Ainsi, une fois de plus, l’État se défausse de ses difficultés sur les élus locaux.Il l’a fait ces dernières années avec des transferts de compétences (gestion du RMI,
de l’allocation dépendance,des personnels TOS…) sans transfert des moyens nécessaires. Il le fait aujourd’hui en limitant les crédits pour les collectivités locales dans le budget 2008. Petit
retour en arrière : en juillet, M. Sarkozy annonce un plan de 15 milliards de mesures fiscales. Ce paquet fiscal devait provoquer un «choc de croissance» qui n’est jamais arrivé, il ne reste plus
que l’injustice des mesures prises.

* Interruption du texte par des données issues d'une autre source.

Issue #1346, opened 2020-07-01
crc cleanup on macOS doesn't remove existing crc vm


anjannath:
On the other platforms (windows and linux) `crc cleanup` removes an existing crc vm but not in the case of macOS

praveenkumar:
It is because we don't have any management cli for hyperkit like we have for libvirt and hyperV, in this case we might need to grab the running hyperkit process and make sure it is crc related then kill it.

anjannath:
Ahh, just checked the `removeCrcVM()` for windows, and it manually deletes the vm without using the machine api, can we not use `machine.Delete()` from the cleanup function?

gbraad:
@anjannath this is referenced by e2f2062. Anything still to be done?

cfergeau:
> Ahh, just checked the `removeCrcVM()` for windows, and it manually deletes the vm without using the machine api, can we not use `machine.Delete()` from the cleanup function?

More than a year later, I'm wondering the same thing, why this ends up duplicating code preexisting in the machine drivers ;)

PR #1658, opened 2020-11-10
Remove hyperkit machines directory during crc cleanup

anjannath:
Fixes: #1346 

The second commit does the removing of hyperkit directory.

### DIFF
--- a/pkg/crc/preflight/preflight.go
+++ b/pkg/crc/preflight/preflight.go
@@ -5,6 +5,7 @@ import (
 
 	cmdConfig "github.com/code-ready/crc/cmd/crc/cmd/config"
 	"github.com/code-ready/crc/pkg/crc/config"
+	"github.com/code-ready/crc/pkg/crc/errors"
 	"github.com/code-ready/crc/pkg/crc/logging"
 	"github.com/code-ready/crc/pkg/crc/network"
 )
@@ -143,6 +144,7 @@ func doFixPreflightChecks(config config.Storage, checks []Check) error {
 }
 
 func doCleanUpPreflightChecks(checks []Check) error {
+	var mErr errors.MultiError
 	// Do the cleanup in reverse order to avoid any dependency during cleanup
 	for i := len(checks) - 1; i >= 0; i-- {
 		check := checks[i]
@@ -151,10 +153,16 @@ func doCleanUpPreflightChecks(checks []Check) error {
 		}
 		err := check.doCleanUp()
 		if err != nil {
-			return err
+			// If an error occurs in a cleanup function
+			// we log/collect it and  move to the  next
+			logging.Debug(err)
+			mErr.Collect(err)
 		}
 	}
-	return nil
+	if len(mErr.Errors) == 0 {
+		return nil
+	}
+	return mErr
 }
 
 func doRegisterSettings(cfg config.Schema, checks []Check) {
--- a/pkg/crc/preflight/preflight_checks_darwin.go
+++ b/pkg/crc/preflight/preflight_checks_darwin.go
@@ -3,9 +3,12 @@ package preflight
 import (
 	"fmt"
 	"os"
+	"os/exec"
 	"os/user"
+	"path/filepath"
 
 	"github.com/code-ready/crc/pkg/crc/cache"
+	"github.com/code-ready/crc/pkg/crc/constants"
 	"github.com/code-ready/crc/pkg/crc/logging"
 	"github.com/code-ready/crc/pkg/crc/network"
 	crcos "github.com/code-ready/crc/pkg/os"
@@ -180,5 +183,18 @@ func addFileWritePermissionToUser(filename string) error {
 	}
 	logging.Debugf("%s is readable/writable by current user", filename)
 
+	return nil
+}
+
+func stopCRCHyperkitProcess() error {
+	path, err := exec.LookPath("pkill")
+	if err != nil {
+		logging.Debugf("Could not find 'pkill'. %v", err)
+		return fmt.Errorf("Could not find 'pkill'. %w", err)
+	}
+	if _, _, err := crcos.RunWithDefaultLocale(path, "-f", filepath.Join(constants.CrcBinDir, "hyperkit")); err != nil {
+		logging.Debugf("Failed to kill 'hyperkit' process. %v", err)
+		return fmt.Errorf("Failed to kill 'hyperkit' process. %w", err)
+	}
 	return nil
 }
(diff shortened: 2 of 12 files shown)


pkg/crc/preflight/preflight_checks_darwin.go
```diff
@@ -182,3 +185,27 @@ func addFileWritePermissionToUser(filename string) error {
...
 	return nil
 }
+
+func removeCRCHyperkitMachine() error {
+	err := os.RemoveAll(filepath.Join(constants.MachineInstanceDir, "crc"))
+	if err != nil {
+		logging.Debugf("Failed to remove hyperkit machine directory: %v", err)
+		return err
+	}
+	return nil
```
cfergeau, line 195: windows/linux already have code doing that, have you considered moving this to `preflight_checks_common.go` since we want to do it for all platforms? I haven't looked if it's doable.

pkg/crc/preflight/preflight.go
```diff
@@ -151,7 +151,9 @@ func doCleanUpPreflightChecks(checks []Check) error {
 		}
 		err := check.doCleanUp()
 		if err != nil {
-			return err
+			// If an error occurs in a cleanup function
+			// we log it and  move on to the next  func
+			logging.Debug(err)
```
guillaumerose, line 156: You can aggregate errors with errors.MultiError and return it instead of nil.

pkg/crc/preflight/preflight_checks_darwin.go
```diff
@@ -182,3 +185,27 @@ func addFileWritePermissionToUser(filename string) error {
...
+}
+
+func stopCRCHyperkitProcess() error {
+	path, err := exec.LookPath("pkill")
+	if err != nil {
+		logging.Debugf("Could not find 'pkill'. %v", err)
+		return fmt.Errorf("Could not find 'pkill'. %v", err)
```
guillaumerose, line 202:
``` 
return errors.Wrap(err, "Could not find 'pkill'")
```

pkg/crc/preflight/preflight_checks_darwin.go
```diff
@@ -182,3 +185,27 @@ func addFileWritePermissionToUser(filename string) error {
...
+	}
+	cmd := exec.Command(path, "-f", filepath.Join(constants.CrcBinDir, "hyperkit"))
+	err = cmd.Run()
+	if err != nil {
```
guillaumerose, line 206: If you like it: 
`if err := exec.Command(path, "-f", filepath.Join(constants.CrcBinDir, "hyperkit")).Run(); err != nil`

Maybe use crcos.RunWithDefaultLocale ?

pkg/crc/preflight/preflight_checks_darwin.go
anjannath: Good idea, can create a `removeCRCMachineDir()` in `preflight_checks_common.go`

pkg/crc/preflight/preflight_checks_darwin.go
anjannath: this should be ok without `crcos.RunWithDefaultLocale`, as we are not using the o/p from this command..

cfergeau: In my  opinion, we should never use `exec.Command`/`cmd.Run`, and always go through `RunWithDefaultLocale`. Even if it does not matter here, this could be copied and pasted to do something different where it would matter, which is why I prefer to use `RunWithDefaultLocale` most of the time (and also consistency, `exec.Command.Run()` and `RunWithDefaultLocale` looks very different)

pkg/crc/preflight/preflight.go
```diff
@@ -151,10 +153,13 @@ func doCleanUpPreflightChecks(checks []Check) error {
...
 		if err != nil {
-			return err
+			// If an error occurs in a cleanup function
+			// we log/collect it and  move to the  next
+			logging.Debug(err)
+			mErr.Collect(err)
 		}
 	}
-	return nil
+	return mErr
```
cfergeau, line 162: I think we want to return nil if there was no error, and `mErr` if there was at least one error?

pkg/crc/preflight/preflight_checks_linux.go
```diff
@@ -385,13 +385,6 @@ func removeLibvirtCrcNetwork() error {
 }
 
 func removeCrcVM() error {
-	logging.Debug("Removing 'crc' VM")
```
cfergeau, line 388: I'd keep this message.

pkg/crc/preflight/preflight_checks_darwin.go
cfergeau: Or `fmt.Errorf("Could not find 'pkill'. %w", err)` ?

cfergeau (approved):
Couple of minor comments, but overall looks good.

pkg/crc/preflight/preflight.go
cfergeau: Won't an empty `mErr` be seen sa an error anyway? On retrospect, I'm not sure it was a good idea when I pushed for `multierror` to implement the `error` interface, a `ToError()` method was probably better :)
Apart from this, /lgtm

anjannath: Yes, empty `mErr` is seen as an error. Should we then add a `ToError()` method in `multierror`?

cfergeau: I would go for a quick work-around in this PR, and a follow-up PR if you want to clean that up with better API

anjannath: For now checking at the end if `mErr` is empty and then return nil or error based on that..
```diff
-       return nil
+       if len(mErr.Errors) <= 0 {
+               return nil
+       }
+       return goerrors.New(mErr.Error())
```

pkg/crc/preflight/preflight.go
```diff
@@ -151,10 +154,16 @@ func doCleanUpPreflightChecks(checks []Check) error {
...
+			// we log/collect it and  move to the  next
+			logging.Debug(err)
+			mErr.Collect(err)
 		}
 	}
-	return nil
+	if len(mErr.Errors) == 0 {
+		return nil
+	}
+	return goerrors.New(mErr.Error())
```
cfergeau, line 166: I don't think you need to create a new error, just
```
    if len(mErr.Errors) == 0 {
		return nil
	}
	return mErr
```

cfergeau (commented):
I'm a bit confused, I thought you had addressed https://github.com/code-ready/crc/pull/1658/commits/5b0cba100fcbdc0b2ee8a6432ae6438094bcc4a7#r525327212 and https://github.com/code-ready/crc/pull/1658/commits/8e1932202f83b226611dc6ff3dd4b90a72acf99e#r525330505 previously?

cfergeau (approved):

Et c’est en partie sur le dos des élus locaux que vont être financés ces avantages fiscaux dont bénéficieront les ménages les plus aisés.
Comment bâtir la relation de confiance indispensable entre les élus locaux et l’État quand les finances locales deviennent la variable d’ajustement des finances
publiques? Quand ni le Premier ministre, dans sa déclaration de politique générale, ni le président de la République, dans son discours sur les institutions, n’accordent de place aux
collectivités locales ?
Si ces orientations budgétaires étaient confirmées, alors le tandem Fillon-Sarkozy devra compter avec la colère des élus locaux.
Christophe Borgel,
secrétaire national chargé des élus.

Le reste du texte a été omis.